*** Opening Material shown ***

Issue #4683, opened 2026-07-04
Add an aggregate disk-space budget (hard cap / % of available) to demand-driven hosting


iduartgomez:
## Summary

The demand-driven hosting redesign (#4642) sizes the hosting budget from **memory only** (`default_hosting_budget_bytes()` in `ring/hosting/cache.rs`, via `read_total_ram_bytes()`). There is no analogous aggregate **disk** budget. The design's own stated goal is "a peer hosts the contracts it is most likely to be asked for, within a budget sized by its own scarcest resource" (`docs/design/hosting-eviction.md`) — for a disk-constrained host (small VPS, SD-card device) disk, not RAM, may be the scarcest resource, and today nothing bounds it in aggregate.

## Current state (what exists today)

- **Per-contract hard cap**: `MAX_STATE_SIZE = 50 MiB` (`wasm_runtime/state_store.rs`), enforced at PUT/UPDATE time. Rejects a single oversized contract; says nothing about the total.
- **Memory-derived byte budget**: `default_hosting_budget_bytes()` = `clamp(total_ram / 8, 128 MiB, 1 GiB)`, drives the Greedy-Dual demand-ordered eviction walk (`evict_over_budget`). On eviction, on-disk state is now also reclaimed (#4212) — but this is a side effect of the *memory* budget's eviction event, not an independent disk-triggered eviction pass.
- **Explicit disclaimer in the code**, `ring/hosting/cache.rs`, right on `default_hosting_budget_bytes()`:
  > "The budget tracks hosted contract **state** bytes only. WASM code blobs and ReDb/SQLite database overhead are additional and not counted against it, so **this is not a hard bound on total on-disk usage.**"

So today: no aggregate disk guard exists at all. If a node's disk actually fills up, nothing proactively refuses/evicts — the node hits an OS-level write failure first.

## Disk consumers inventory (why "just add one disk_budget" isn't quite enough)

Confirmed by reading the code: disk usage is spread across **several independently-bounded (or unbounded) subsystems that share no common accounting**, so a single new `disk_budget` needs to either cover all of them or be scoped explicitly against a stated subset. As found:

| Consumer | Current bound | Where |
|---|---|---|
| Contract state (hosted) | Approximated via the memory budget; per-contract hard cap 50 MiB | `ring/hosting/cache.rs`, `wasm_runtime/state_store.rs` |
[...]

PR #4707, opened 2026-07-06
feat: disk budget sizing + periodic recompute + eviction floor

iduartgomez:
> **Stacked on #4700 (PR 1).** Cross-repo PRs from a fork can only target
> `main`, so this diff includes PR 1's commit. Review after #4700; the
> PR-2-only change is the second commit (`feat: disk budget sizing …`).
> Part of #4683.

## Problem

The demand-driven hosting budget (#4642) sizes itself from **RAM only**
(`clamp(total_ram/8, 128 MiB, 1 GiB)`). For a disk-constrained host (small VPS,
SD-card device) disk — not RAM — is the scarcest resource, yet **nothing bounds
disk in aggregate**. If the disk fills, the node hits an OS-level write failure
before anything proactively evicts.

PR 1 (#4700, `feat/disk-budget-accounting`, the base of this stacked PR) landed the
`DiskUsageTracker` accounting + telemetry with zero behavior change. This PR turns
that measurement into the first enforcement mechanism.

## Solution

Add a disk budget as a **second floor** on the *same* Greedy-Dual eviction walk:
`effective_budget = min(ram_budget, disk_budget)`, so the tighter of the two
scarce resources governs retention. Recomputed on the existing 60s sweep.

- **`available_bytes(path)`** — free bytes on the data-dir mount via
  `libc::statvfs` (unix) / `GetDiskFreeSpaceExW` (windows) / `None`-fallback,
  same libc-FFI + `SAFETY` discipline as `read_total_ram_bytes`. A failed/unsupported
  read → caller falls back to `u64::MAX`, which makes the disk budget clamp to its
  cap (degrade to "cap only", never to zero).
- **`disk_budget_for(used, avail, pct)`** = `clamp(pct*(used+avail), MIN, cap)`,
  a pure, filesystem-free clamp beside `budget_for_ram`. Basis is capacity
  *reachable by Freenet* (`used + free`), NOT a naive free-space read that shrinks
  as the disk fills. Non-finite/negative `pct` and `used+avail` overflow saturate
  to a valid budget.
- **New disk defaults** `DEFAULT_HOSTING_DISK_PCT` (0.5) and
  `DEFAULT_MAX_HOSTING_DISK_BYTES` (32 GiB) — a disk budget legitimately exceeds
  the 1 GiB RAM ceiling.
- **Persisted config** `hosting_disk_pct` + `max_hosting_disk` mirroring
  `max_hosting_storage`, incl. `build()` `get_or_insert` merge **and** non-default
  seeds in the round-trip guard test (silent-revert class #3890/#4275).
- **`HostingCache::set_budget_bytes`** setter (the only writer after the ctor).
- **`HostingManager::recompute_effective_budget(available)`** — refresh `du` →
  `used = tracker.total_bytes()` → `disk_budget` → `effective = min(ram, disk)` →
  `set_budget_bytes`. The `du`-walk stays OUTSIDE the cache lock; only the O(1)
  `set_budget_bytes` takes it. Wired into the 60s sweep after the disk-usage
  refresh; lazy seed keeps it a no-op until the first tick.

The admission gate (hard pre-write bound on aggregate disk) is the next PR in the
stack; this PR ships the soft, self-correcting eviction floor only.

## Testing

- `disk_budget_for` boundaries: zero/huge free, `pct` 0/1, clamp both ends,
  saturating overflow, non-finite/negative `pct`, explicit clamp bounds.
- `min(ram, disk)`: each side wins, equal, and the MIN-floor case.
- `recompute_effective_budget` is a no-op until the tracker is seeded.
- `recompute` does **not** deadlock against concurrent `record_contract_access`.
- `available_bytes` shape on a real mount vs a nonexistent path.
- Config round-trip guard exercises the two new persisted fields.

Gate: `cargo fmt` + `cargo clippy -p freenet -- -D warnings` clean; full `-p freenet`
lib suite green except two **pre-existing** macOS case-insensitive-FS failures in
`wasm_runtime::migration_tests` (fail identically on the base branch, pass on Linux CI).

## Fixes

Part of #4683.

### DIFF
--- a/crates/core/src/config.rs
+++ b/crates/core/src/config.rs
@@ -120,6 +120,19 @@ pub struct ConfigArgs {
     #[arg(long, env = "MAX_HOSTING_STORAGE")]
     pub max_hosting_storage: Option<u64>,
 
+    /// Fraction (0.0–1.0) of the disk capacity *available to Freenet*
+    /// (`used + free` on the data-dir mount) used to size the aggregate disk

*** Closing Material shown ***
*** Opening Material shown ***

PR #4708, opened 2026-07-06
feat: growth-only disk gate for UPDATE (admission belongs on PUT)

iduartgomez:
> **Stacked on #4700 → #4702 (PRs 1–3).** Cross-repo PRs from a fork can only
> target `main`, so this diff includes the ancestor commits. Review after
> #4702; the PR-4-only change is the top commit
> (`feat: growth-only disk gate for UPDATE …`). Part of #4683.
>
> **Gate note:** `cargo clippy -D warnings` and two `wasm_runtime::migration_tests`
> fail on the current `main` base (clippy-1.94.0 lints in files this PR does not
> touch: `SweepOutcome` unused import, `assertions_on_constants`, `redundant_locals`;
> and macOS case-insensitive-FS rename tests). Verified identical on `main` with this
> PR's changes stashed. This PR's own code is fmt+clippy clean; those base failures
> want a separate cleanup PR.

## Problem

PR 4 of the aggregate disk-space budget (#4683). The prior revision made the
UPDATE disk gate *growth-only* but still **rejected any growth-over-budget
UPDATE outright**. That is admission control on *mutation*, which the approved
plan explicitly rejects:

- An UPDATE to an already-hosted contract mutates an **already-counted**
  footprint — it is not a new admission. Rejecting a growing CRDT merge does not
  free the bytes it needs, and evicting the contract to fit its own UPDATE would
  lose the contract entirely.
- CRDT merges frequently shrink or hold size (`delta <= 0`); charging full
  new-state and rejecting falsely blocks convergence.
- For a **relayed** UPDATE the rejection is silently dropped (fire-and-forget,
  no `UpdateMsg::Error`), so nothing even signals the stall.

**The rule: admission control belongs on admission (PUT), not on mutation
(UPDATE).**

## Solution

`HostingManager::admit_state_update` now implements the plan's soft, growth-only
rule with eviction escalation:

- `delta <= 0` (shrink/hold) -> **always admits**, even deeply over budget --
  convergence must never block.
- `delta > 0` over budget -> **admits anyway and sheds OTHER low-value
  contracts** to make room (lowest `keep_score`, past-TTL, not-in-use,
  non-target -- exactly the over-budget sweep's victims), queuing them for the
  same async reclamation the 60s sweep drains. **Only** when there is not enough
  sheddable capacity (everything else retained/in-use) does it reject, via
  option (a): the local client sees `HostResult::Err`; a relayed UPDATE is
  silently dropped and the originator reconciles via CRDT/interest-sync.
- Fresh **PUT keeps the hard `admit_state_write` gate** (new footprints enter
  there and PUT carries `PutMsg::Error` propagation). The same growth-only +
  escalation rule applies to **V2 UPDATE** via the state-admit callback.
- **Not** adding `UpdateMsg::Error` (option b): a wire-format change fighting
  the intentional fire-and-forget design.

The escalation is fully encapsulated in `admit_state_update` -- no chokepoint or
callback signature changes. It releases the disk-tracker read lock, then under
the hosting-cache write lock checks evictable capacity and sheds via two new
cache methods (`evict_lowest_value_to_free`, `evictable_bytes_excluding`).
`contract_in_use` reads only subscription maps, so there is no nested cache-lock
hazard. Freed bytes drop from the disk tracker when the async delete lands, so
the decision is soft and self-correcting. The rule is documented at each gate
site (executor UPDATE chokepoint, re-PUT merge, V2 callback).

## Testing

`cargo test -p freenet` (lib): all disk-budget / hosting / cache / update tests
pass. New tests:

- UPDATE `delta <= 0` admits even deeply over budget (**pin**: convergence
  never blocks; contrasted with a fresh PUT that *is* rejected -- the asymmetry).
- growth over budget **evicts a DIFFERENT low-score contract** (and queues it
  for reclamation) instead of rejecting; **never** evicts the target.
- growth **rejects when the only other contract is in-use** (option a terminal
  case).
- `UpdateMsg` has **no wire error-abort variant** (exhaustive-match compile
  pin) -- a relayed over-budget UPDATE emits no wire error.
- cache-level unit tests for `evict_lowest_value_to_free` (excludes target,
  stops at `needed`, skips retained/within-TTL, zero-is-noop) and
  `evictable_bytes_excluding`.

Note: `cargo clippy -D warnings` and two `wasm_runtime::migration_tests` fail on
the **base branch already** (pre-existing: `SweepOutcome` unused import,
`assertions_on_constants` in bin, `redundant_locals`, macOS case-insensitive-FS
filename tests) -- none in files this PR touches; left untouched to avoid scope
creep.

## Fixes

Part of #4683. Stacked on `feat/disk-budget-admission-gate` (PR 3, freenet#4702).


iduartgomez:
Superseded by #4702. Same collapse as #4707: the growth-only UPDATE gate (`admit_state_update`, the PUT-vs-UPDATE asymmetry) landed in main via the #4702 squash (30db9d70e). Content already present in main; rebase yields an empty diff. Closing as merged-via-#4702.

*** Closing Material shown ***
*** Opening Material shown ***

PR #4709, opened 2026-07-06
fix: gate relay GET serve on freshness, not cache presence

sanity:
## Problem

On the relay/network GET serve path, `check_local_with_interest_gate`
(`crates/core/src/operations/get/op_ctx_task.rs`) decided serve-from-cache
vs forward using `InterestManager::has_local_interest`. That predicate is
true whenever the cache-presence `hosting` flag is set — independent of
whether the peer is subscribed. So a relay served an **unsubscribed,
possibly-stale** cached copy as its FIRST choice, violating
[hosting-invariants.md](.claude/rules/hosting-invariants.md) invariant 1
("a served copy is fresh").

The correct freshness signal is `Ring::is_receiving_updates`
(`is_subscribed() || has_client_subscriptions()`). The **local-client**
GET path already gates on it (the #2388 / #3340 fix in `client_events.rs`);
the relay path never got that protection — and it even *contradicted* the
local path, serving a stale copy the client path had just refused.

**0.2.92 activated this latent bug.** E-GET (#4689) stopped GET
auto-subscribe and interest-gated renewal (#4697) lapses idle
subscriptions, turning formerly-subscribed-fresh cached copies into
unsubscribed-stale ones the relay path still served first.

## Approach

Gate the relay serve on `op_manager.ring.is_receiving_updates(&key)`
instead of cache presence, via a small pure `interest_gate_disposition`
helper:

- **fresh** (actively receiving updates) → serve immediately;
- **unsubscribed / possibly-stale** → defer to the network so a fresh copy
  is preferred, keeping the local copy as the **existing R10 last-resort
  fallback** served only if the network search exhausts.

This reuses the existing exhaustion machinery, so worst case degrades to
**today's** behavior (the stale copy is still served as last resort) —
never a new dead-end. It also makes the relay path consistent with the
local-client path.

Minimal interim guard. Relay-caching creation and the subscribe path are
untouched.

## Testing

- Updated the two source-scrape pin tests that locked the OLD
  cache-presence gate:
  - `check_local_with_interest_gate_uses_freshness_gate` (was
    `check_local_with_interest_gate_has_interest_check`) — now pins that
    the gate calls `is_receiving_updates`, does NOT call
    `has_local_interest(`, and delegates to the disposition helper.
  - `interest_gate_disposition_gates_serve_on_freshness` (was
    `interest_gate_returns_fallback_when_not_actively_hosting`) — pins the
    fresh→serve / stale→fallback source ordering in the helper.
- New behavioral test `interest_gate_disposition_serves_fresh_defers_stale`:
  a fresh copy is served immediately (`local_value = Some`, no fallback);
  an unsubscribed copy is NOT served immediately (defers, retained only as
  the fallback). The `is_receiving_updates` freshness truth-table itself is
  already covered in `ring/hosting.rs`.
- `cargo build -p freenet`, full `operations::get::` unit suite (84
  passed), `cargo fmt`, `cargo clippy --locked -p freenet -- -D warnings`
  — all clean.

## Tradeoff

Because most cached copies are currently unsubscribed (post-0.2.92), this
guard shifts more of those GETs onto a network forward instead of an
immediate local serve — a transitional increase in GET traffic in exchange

*** Closing Material shown ***

Reproduce each line of the data containing the word "rejected".

*Your response*.
UPDATE disk gate *growth-only* but still **rejected any growth-over-budget
  never blocks; contrasted with a fresh PUT that *is* rejected -- the asymmetry).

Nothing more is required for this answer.